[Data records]
+++
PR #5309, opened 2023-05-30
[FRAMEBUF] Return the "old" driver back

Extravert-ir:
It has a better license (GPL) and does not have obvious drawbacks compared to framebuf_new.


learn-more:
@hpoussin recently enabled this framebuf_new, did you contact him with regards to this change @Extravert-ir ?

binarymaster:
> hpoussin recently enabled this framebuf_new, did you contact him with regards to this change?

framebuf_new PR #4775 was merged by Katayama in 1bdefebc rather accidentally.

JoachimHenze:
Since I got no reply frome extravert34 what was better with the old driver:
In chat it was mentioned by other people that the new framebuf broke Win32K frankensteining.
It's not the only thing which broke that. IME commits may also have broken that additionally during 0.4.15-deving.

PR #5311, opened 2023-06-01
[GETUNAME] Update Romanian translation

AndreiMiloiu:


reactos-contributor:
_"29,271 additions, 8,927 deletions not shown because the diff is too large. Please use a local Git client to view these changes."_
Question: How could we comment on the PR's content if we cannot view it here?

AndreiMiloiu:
+++
_INSTRUCTIONS FOR THE TASK:_ Reply with an exact copy of the lines running from the one containing "Since I got" through the end of the entries above, both ends included.

_EXPECTED OUTPUT:_
Since I got no reply frome extravert34 what was better with the old driver:
In chat it was mentioned by other people that the new framebuf broke Win32K frankensteining.
It's not the only thing which broke that. IME commits may also have broken that additionally during 0.4.15-deving.

PR #5311, opened 2023-06-01
[GETUNAME] Update Romanian translation

AndreiMiloiu:


reactos-contributor:
_"29,271 additions, 8,927 deletions not shown because the diff is too large. Please use a local Git client to view these changes."_
Question: How could we comment on the PR's content if we cannot view it here?

AndreiMiloiu:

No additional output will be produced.